### [Record excerpts]
<<<<
PR #749, opened 2016-07-31
Add .dark .teambuilder-clipboard-data

panpawn:
This helps to make this property more visible in darkmode

BEFORE:

AFTER:


panpawn:
I would like to note I noticed this issue from a post in the suggestions thread:

PR #750, opened 2016-08-02
Chat: make hidden message reveal staff-only

team1257Simon:
This is in tandem with https://github.com/Zarel/Pokemon-Showdown/pull/2645, and makes regular users unable to unhide text from banned users if the text is cleared using /unlogtext. Staff (moderator and up) retain this ability.


kotarou3:
The client seems the wrong place to do this...

monsanto:
Thanks for the PR but it doesn't seem like there was enough interest at the time, and it's been a really long time since.

PR #751, opened 2016-08-09
Change darkmode disabled button color

panpawn:
This should make disabled button text more readable while in darkmode

BEFORE:

AFTER:

### DIFF
--- a/style/client.css
+++ b/style/client.css
@@ -88,6 +88,9 @@ button:disabled {
 	cursor: default;
 }
 
+.dark button:disabled {
+	color: #C0C0C0;
+}
 .dark a {
 	color: #4488EE;
 }


Zarel:
This will break it for certain color schemes and fix it for others.

Don't specify a color without specifying a background color.

panpawn:
Closing after discussion about this in the development room.

> %panpawn: Zarel, I'm kind of confused how client issue#751 would break some color schemes - aren't the only color schemes darkmode and not darkmode, or am I misunderstanding what you meant?
#Zarel: panpawn, you're using OS native buttons
%panpawn: oh...
#Zarel: so the buttons will look different depending on what OS you're using
%panpawn: that makes sense
%panpawn: thanks!
#Zarel: tbh I'd just leave as-is, they're not that unreadable
%panpawn: alright, that's fine
%panpawn: if it was an easy fix like that, I just thought it'd be worth it

PR #756, opened 2016-08-13
Export folders

acz13:
I was sleep drunk when I slapped this together so it probably needs some cleaning up but it works...

not that I didn't add import to folder because you can just append it to restore all...

Folder view

Export view

### DIFF
--- a/js/client-teambuilder.js
+++ b/js/client-teambuilder.js
@@ -146,8 +146,13 @@
 			var buf = '';
 
 			if (this.exportMode) {
-				buf = '<div class="pad"><button name="back"><i class="fa fa-chevron-left"></i> List</button> <button name="saveBackup" class="savebutton"><i class="fa fa-floppy-o"></i> Save</button></div>';
-				buf += '<div class="teamedit"><textarea class="textbox" rows="17">' + Tools.escapeHTML(Storage.exportAllTeams()) + '</textarea></div>';
+				if (this.curFolder) {
+					buf = '<div class="pad"><button name="back"><i class="fa fa-chevron-left"></i> List</button></div>';
+					buf += '<div class="teamedit"><textarea readonly class="textbox" rows="17">' + Tools.escapeHTML(Storage.exportFolder(this.curFolder)) + '</textarea></div>';
+				} else {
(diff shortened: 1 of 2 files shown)


js/storage.js
```diff
@@ -1117,6 +1117,18 @@ Storage.exportAllTeams = function () {
 	}
 	return buf;
 };
+Storage.exportFolder = function (folder) {
+	var buf = '';
+	for (var i = 0, len = Storage.teams.length; i < len; i++) {
+		var team = Storage.teams[i];
+		if ((folder.indexOf("/") && team.folder === folder.slice(0, -1)) || team.format === folder) {
```
Zarel: `folder.indexOf("/")` and `folder.slice(0, -1)` are weird things to do in an inner loop.

Not to mention `folder.indexOf("/")` should probably be `folder.slice(-1) === '/'`

acz13: do you have a better solution?

i thought to use `folder.indexOf("/")` because it's easier lol

acz13:
@Zarel is this good now?

cleaned up messy if statement and squashed commits

js/client-teambuilder.js
```diff
@@ -404,6 +409,8 @@
 
 			if (window.nodewebkit) {
 				buf += '<button name="revealFolder" class="button"><i class="fa fa-folder-open"></i> Reveal teams folder</button> <button name="reloadTeamsFolder" class="button"><i class="fa fa-refresh"></i> Reload teams files</button> <button name="backup" class="button"><i class="fa fa-upload"></i> Backup/Restore all teams</button>';
+			} else if (this.curFolder) {
+				buf += '<button name="backup" class="button"><i class="fa fa-upload"></i> Backup all teams from this folder</button>';
```
Zarel: Maybe still have a `Backup all teams` button under it or something?

Zarel: I guess that would be ambiguous. This is fine.

Zarel:
Sounds good. Can you confirm you want it (and all your future contributions to Pokémon Showdown) released under the MIT license?

acz13:
MIT license is good

acz13:
I just realized that this doesn't work with the (uncategorized) or genN folders... should I remove the button from those or add more code to make it work. I don't see much reason to export those anyways...

Zarel:
I'd say remove the button from those.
>>>>
### [Exercise]
All the entries are to be set down exactly as they appear.

### [Exercise output]
PR #749, opened 2016-07-31
Add .dark .teambuilder-clipboard-data

panpawn:
This helps to make this property more visible in darkmode

BEFORE:

AFTER:


panpawn:
I would like to note I noticed this issue from a post in the suggestions thread:

PR #750, opened 2016-08-02
Chat: make hidden message reveal staff-only

team1257Simon:
This is in tandem with https://github.com/Zarel/Pokemon-Showdown/pull/2645, and makes regular users unable to unhide text from banned users if the text is cleared using /unlogtext. Staff (moderator and up) retain this ability.


kotarou3:
The client seems the wrong place to do this...

monsanto:
Thanks for the PR but it doesn't seem like there was enough interest at the time, and it's been a really long time since.

PR #751, opened 2016-08-09
Change darkmode disabled button color

panpawn:
This should make disabled button text more readable while in darkmode

BEFORE:

AFTER:

### DIFF
--- a/style/client.css
+++ b/style/client.css
@@ -88,6 +88,9 @@ button:disabled {
 	cursor: default;
 }
 
+.dark button:disabled {
+	color: #C0C0C0;
+}
 .dark a {
 	color: #4488EE;
 }


Zarel:
This will break it for certain color schemes and fix it for others.

Don't specify a color without specifying a background color.

panpawn:
Closing after discussion about this in the development room.

> %panpawn: Zarel, I'm kind of confused how client issue#751 would break some color schemes - aren't the only color schemes darkmode and not darkmode, or am I misunderstanding what you meant?
#Zarel: panpawn, you're using OS native buttons
%panpawn: oh...
#Zarel: so the buttons will look different depending on what OS you're using
%panpawn: that makes sense
%panpawn: thanks!
#Zarel: tbh I'd just leave as-is, they're not that unreadable
%panpawn: alright, that's fine
%panpawn: if it was an easy fix like that, I just thought it'd be worth it

PR #756, opened 2016-08-13
Export folders

acz13:
I was sleep drunk when I slapped this together so it probably needs some cleaning up but it works...

not that I didn't add import to folder because you can just append it to restore all...

Folder view

Export view

### DIFF
--- a/js/client-teambuilder.js
+++ b/js/client-teambuilder.js
@@ -146,8 +146,13 @@
 			var buf = '';
 
 			if (this.exportMode) {
-				buf = '<div class="pad"><button name="back"><i class="fa fa-chevron-left"></i> List</button> <button name="saveBackup" class="savebutton"><i class="fa fa-floppy-o"></i> Save</button></div>';
-				buf += '<div class="teamedit"><textarea class="textbox" rows="17">' + Tools.escapeHTML(Storage.exportAllTeams()) + '</textarea></div>';
+				if (this.curFolder) {
+					buf = '<div class="pad"><button name="back"><i class="fa fa-chevron-left"></i> List</button></div>';
+					buf += '<div class="teamedit"><textarea readonly class="textbox" rows="17">' + Tools.escapeHTML(Storage.exportFolder(this.curFolder)) + '</textarea></div>';
+				} else {
(diff shortened: 1 of 2 files shown)


js/storage.js
```diff
@@ -1117,6 +1117,18 @@ Storage.exportAllTeams = function () {
 	}
 	return buf;
 };
+Storage.exportFolder = function (folder) {
+	var buf = '';
+	for (var i = 0, len = Storage.teams.length; i < len; i++) {
+		var team = Storage.teams[i];
+		if ((folder.indexOf("/") && team.folder === folder.slice(0, -1)) || team.format === folder) {
```
Zarel: `folder.indexOf("/")` and `folder.slice(0, -1)` are weird things to do in an inner loop.

Not to mention `folder.indexOf("/")` should probably be `folder.slice(-1) === '/'`

acz13: do you have a better solution?

i thought to use `folder.indexOf("/")` because it's easier lol

acz13:
@Zarel is this good now?

cleaned up messy if statement and squashed commits

js/client-teambuilder.js
```diff
@@ -404,6 +409,8 @@
 
 			if (window.nodewebkit) {
 				buf += '<button name="revealFolder" class="button"><i class="fa fa-folder-open"></i> Reveal teams folder</button> <button name="reloadTeamsFolder" class="button"><i class="fa fa-refresh"></i> Reload teams files</button> <button name="backup" class="button"><i class="fa fa-upload"></i> Backup/Restore all teams</button>';
+			} else if (this.curFolder) {
+				buf += '<button name="backup" class="button"><i class="fa fa-upload"></i> Backup all teams from this folder</button>';
```
Zarel: Maybe still have a `Backup all teams` button under it or something?

Zarel: I guess that would be ambiguous. This is fine.

Zarel:
Sounds good. Can you confirm you want it (and all your future contributions to Pokémon Showdown) released under the MIT license?

acz13:
MIT license is good

acz13:
I just realized that this doesn't work with the (uncategorized) or genN folders... should I remove the button from those or add more code to make it work. I don't see much reason to export those anyways...

Zarel:
I'd say remove the button from those.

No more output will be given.